State how many lines in the listing below include the word "film", and add nothing besides the number.
======== Dataset records ========
PR #482, opened 2021-12-31
Reduce length of mkvmerge command

redzic:
This will not fully fix mkvmerge on Windows yet but this should at least reduce the length of the executed mkvmerge command by using relative paths. A full fix that breaks up the mkvmerge command into multiple commands if there are too many chunks is coming later.


shssoichiro (approved):
The code looks okay. I'll assume you've tested it, since I don't have a windows machine with av1an to test with.

n00mkrad:
chad

PR #485, opened 2021-12-31
Add option to generate film grain tables for aomenc

### LINKED ISSUE #364: [Feature Request][aom] av1an to control the denoising and noise table generation process
aomenc's denoising sucks so I had the idea that av1an could optionally take ffmpeg denoising filter parameters. Currently the workflow is split the video into chunks, queue up and instantiate workers: each worker runs probes and then encodes the chunk. The optional new workflow would be split the video into chunks, queue up and instantiate workers: each worker will then run ffmpeg to denoise the chunk according to manual parameters, [noise-model](https://aomedia.googlesource.com/aom/+/master/examples/noise_model.c) generates a grain table with the original and denoised chunk, worker encodes the chunk. Maybe add a toggle for whether the original or denoised chunk is encoded.

Then we can combine av1an's chunked vmaf-q probing/encoding with non-crappy denoising for the best of both worlds.

A simpler solution is for the user to generate a noise table for the entire source video and pass in whatever original or denoised input they want to be encoded and av1an would split the noise table file for the correct chunks, but the table generation seems to be completely single-threaded so would really benefit from being chunked...

I don't know any Rust but I've poked through the source code so may take a stab at a PR in the future but not for a while.
Open questions include whether to apply the other video filters at the same time as denoising for the most accurate modelling, but this would also mean they would have to be run on the source file too resulting in large yuv intermediates, Although it wouldn't be so bad since the number of active workers is not infinite.

shssoichiro:
Closes #364

@redzic Do you have any thoughts on whether this should go into stable or unstable?


redzic:
Wow! As long as it doesn't break resuming/serialization, I think it can go into stable.

redzic:
This will probably take me a while to review.

shssoichiro:
> Wow! As long as it doesn't break resuming/serialization, I think it can go into stable.

It shouldn't break either of those. Even if someone resumes while using the new option, the worst that happens is their film grain will look different. If they resume without using the new option, it will look exactly the same as before.

av1an-core/src/settings.rs
```diff
@@ -952,6 +965,42 @@ properly into a mkv file. Specify mkvmerge as the concatenation method by settin
...
+      if !grain_table.exists() {
+        debug!(
+          "Generating grain synth file at ISO {}",
+          u32::from(grain) * 100
+        );
+        let (width, height) = match &self.input {
+          Input::VapourSynth(video) => crate::vapoursynth::resolution(video)?,
+          Input::Video(video) => crate::ffmpeg::resolution(video)?,
+        };
+        let transfer = match &self.input {
```
redzic, line 979: It might be worth making these methods on the `Input` type itself.

shssoichiro:
Note: The noise table generation code was ported from the tool within aomenc, and then modified to our needs.

av1an-core/src/settings.rs
```diff
@@ -526,6 +529,16 @@ properly into a mkv file. Specify mkvmerge as the concatenation method by settin
       self.video_params = self.encoder.get_default_arguments();
     }
 
+    if let Some(grain) = self.grain_synth {
+      if grain > 64 {
+        bail!("Valid strength values for grain synth are 0-64");
+      }
+    }
+
+    if self.grain_synth.is_some() && self.encoder != Encoder::aom {
```
redzic, line 538: We can probably move this check to be inside if the `if let Some(grain)` statement

av1an-core/src/grain.rs
```diff
@@ -0,0 +1,161 @@
...
+
+  // Also reasonable values for current cameras. The read noise is typically
+  // higher than this at low ISO settings but it matters less there.
+  const PHOTO_RESPONSE_NON_UNIFORMITY: f32 = 0.005;
+  const INPUT_REFERRED_READ_NOISE: f32 = 1.5;
+
+  // Focal plane exposure for a mid-tone (typically a 18% reflectance card), in lx·s.
+  let mid_tone_exposure = 10. / args.iso_setting as f32;
+
+  // Assumes a 35mm sensor (36mm × 24mm).
```
redzic, line 79: Would it be reasonable to allow a configurable sensor size for more fine-tuning?

BlueSwordM:
Holy shit.

av1an-core/src/grain.rs
BlueSwordM: Yes, as it would allow for large grains, which is one weakness of how grain synthesis normally works.

It can look wonky however, which is why normal grain synth+better grain preservation encoder side wise is better.

shssoichiro: What would this configuration look like? I'm asking because I'm certainly no expert on camera sensors. This math was done by whoever wrote the photon noise tool in aomenc's repo.

BlueSwordM: I know just the right person for this, but I don't think he'll be free for a little while.

shssoichiro: Are we talking days, or weeks? If it's more than a couple of days, I'd move to go forward with this PR for now and make an issue to follow up later to add this configuration option.

redzic: Let's tweak this later then and move forward with the PR.

BlueSwordM: Days, no real worries.

In the worst case scenario, we can just do what you said Soichiro.

redzic:
My only concerns are that 1. we do not implement transfer characteristics other than SMPTE ST 2084 and BT.1886 (and just implicitly fallback to BT. 1886 if it is neither of those), and 2. that the option is called `--grain-synth`, which might be confusing to the user.

I think we can address 1. in a later PR, and for 2. I think we could rename the option to something like `--photon-noise`, and document that e.g. you don't need to use this option to use film grain synthesis in SVT-AV1.

shssoichiro:
The reason for implementing only BT.1886 for SDR is that, according to what I could find, transfer characteristics for BT.601, BT.709, and SDR BT.2020 are all equivalent to BT.1886 when viewed on an LCD monitor. If you look at stats when playing back any of them in mpv, for example, it shows all of them as `BT.1886`. The reason for using this as a fallback is because, I wasn't quite sure how to handle all of the oddball transfer options that are rarely used in practice.

redzic (approved):
LGTM, I looked over the `photon_noise_table` example in aomenc as well and the code here seems to be equivalent.

PR #487, opened 2022-01-01
Migrate to clap-v3

redzic:
Clap v3 has a derive proc macro very similar to the structopt one (enabled via the `derive` feature), so not that much work was needed to port everything over.

Changes from structopt:
- Adds help headings to organize the `--help` better
- `-v`/`--video-params`, `-f`/`--ffmpeg`, and `-a`/`--audio-params` all no longer require leading whitespace for the argument to be recognized. This means you can do e.g. `-v "--cpu-used=10 --rt"` and it will work without issues.

### DIFF
--- a/Cargo.lock
+++ b/Cargo.lock
@@ -147,11 +147,8 @@ version = "0.7.2"
 source = "registry+https://github.com/rust-lang/crates.io-index"
 checksum = "c5f1ee878fc434a52b8fc258418a9b1c08273c48599da652cdd79c43d6ad9f10"
 dependencies = [
- "clap",
  "rav1e",
  "rust_hawktracer",
- "serde",
- "serde_json",
  "y4m",
 ]
 
@@ -167,7 +164,6 @@ dependencies = [
  "serde",
  "serde_json",
  "shlex 1.1.0",
- "structopt",
 ]
 
 [[package]]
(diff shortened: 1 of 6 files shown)


shssoichiro:
Did this end up breaking anything? We originally talked about this being an unstable change, but maybe it doesn't need to be?

Cargo.lock
```diff
@@ -147,7 +147,7 @@ version = "0.7.2"
 source = "registry+https://github.com/rust-lang/crates.io-index"
 checksum = "c5f1ee878fc434a52b8fc258418a9b1c08273c48599da652cdd79c43d6ad9f10"
 dependencies = [
- "clap",
+ "clap 2.34.0",
```
shssoichiro, line 150: We should've done this a long time ago, but we should disable the `binary` feature in `av-scenechange` to avoid having it pull in clap 2. We can do this with just `default-features = false` in the dependency line for it.

redzic: Thanks! Disabled the default features for av-scenechange.

redzic:
> Did this end up breaking anything? We originally talked about this being an unstable change, but maybe it doesn't need to be?

In its current form, it does not break anything. So I guess this change as it is can go into stable.

shssoichiro (approved):

PR #493, opened 2022-01-02
Add a CLI option for changing chunk order

shssoichiro:
People have been requesting this because the default chunk order tends
to skew toward underestimating the final filesize. Longest first is kept
as the default because it provides the best performance.


av1an-core/src/settings.rs
```diff
@@ -578,7 +580,20 @@ properly into a mkv file. Specify mkvmerge as the concatenation method by settin
...
+        chunks.sort_unstable_by_key(|chunk| Reverse(chunk.frames));
+      }
+      ChunkOrdering::ShortestFirst => {
+        chunks.sort_unstable_by_key(|chunk| chunk.frames);
+      }
+      ChunkOrdering::Sequential => {
+        // Already in order
+      }
+      ChunkOrdering::Random => {
+        chunks.sort_unstable_by_key(|_| rand::random::<u16>());
```
redzic, line 594: Let's use [shuffle](https://docs.rs/rand/latest/rand/seq/trait.SliceRandom.html#tymethod.shuffle) for this, just to guarantee an O(n) time complexity

shssoichiro: Thanks, I was looking for this method and couldn't find it. 👍

av1an-core/src/lib.rs
```diff
@@ -232,6 +232,20 @@ pub enum ChunkMethod {
   LSMASH,
 }
 
+#[derive(
+  PartialEq, Eq, Copy, Clone, Serialize, Deserialize, Debug, Display, EnumString, IntoStaticStr,
+)]
+pub enum ChunkOrdering {
+  #[strum(serialize = "long_to_short")]
```
redzic, line 239: This is quite pedantic, but it seems more consistent to serialize these with dashes rather than underscores

redzic (approved):

PR #498, opened 2022-01-03
Automatic tiling for default settings

master-of-zen:
Adds automatic tiling for aomenc, rav1e, svt-av1, vpx.
Encoder options are added if tiling is required.
Picture without tiles represented as (1, 1) tiles.
Tiles are set calculated from resolution, separately for horizontal and vertical resolution.
Default tile is 720 pixels, and tile calculation rounds down, so 1280x720 is (1,1) tiles, 1920x1080 is (2,1), and so on.

### DIFF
========
Solution for this task: 3